Dear Cambridge AI & Machine Learning Enthusiast,

We’re happy to announce our next AI & Pizza talk series! Mark your calendars for an insightful evening at 5:15 pm on Thursday, November 30th, 2023. It’s your chance to savour the latest advancements in AI and machine learning, right here in Cambridge.

P.S., We are constantly looking for speakers from related fields. Please do reach out to us (chaoma@microsoft.comwenbogong@microsoft.com ) if you are interested!

Location: The Auditorium, 21 Station Rd 

Date: Thursday, November 30th, 2023

Agenda:

5:15 pm – 5:45 pm: Talks

5:45 pm – 7:00 pm: Networking, Pizza, and Refreshments

Title: Taylorformer: Probabilistic Modelling for Random Processes including Time Series

Speaker: Raghul Parthipan and Omer Nivron, University of Cambridge and British Antarctic Survey

Time: 5:15 pm – 5:30 pm

Abstract:

What architectures and inductive biases should we use when modelling random processes like time series? We propose the Taylorformer. Its two key components are: 1) the LocalTaylor wrapper, which adapts Taylor approximations (used in dynamical systems) for use in neural network-based probabilistic models. And 2) the MHA-X attention block which makes predictions in a way inspired by Gaussian Processes. Taylorformer approximates a consistent stochastic process and provides uncertainty-aware predictions. It outperforms the state-of-the-art in terms of log-likelihood on 5/6 classic Neural Process tasks such as meta-learning 1D functions, and has at least a 14% MSE improvement on forecasting tasks, including electricity, oil temperatures and exchange rates.

Reference: https://openreview.net/pdf?id=JbwpM5rJs5

TitleMultimodal self-supervised learning for real-world signals – does the key to specialized models lie in language?
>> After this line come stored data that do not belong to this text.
PR #2678, opened 2019-04-02
Generate flattenings even if GAPIC config is not present

andreamlin:
Fixes a bug where method signatures were not parsed from proto options if a GAPIC config was not present.


andreamlin:
PTAL

PR #2679, opened 2019-04-02
Parse field name patterns from proto options

andreamlin:


src/test/java/com/google/api/codegen/protoannotations/testdata/java_library_no_gapic_config.baseline
```diff
@@ -822,7 +822,7 @@ public class LibraryServiceClient implements BackgroundResource {
    * Sample code:
    * <pre><code>
    * try (LibraryServiceClient libraryServiceClient = LibraryServiceClient.create()) {
-   *   BookOneOfName name = DeletedBookName.of();
+   *   BookName name = BookName.of("[SHELF_ID]", "[BOOK_ID]");
```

Speaker: Dimitris Spathis, Nokia Bell Labs

Time: 5:30 pm – 5:45 pm
Abstract:
The limited availability of labels for machine learning on multimodal data hampers progress in the field. Self-supervised learning (SSL) learns data representations without labels, however, current methods require expensive computations for negative pairs and are designed for single modalities, limiting their versatility. With CroSSL (Cross-modal SSL), we introduce a new approach by masking intermediate embeddings within a contrastive framework, enabling end-to-end cross-modal learning. CroSSL demonstrates superior performance compared to other SSL and supervised techniques, using minimal labeled data. We additionally analyze the impact of different masking ratios and strategies and assess the robustness of the learned representations to missing modalities. 
Self-supervision offers promise, however, even large unlabeled biosignals from personal devices or health records are hard to collect as they are not publicly available. As a result, pre-trained models are limited in size and generalization capabilities compared to popular foundation models. What if we could use Large Language Models (LLMs) as data-agnostic pre-trained models? LLMs exhibit remarkable generalization but stumble with numerical and temporal data. We discuss tokenization challenges in LLMs and potential solutions to address the critical “modality gap.” 
From CroSSL’s advancements in cross-modal learning to addressing LLM challenges, my research envisions a future where models learn to combine multiple “senses” with the knowledge encoded in large models towards more accurate and robust AI.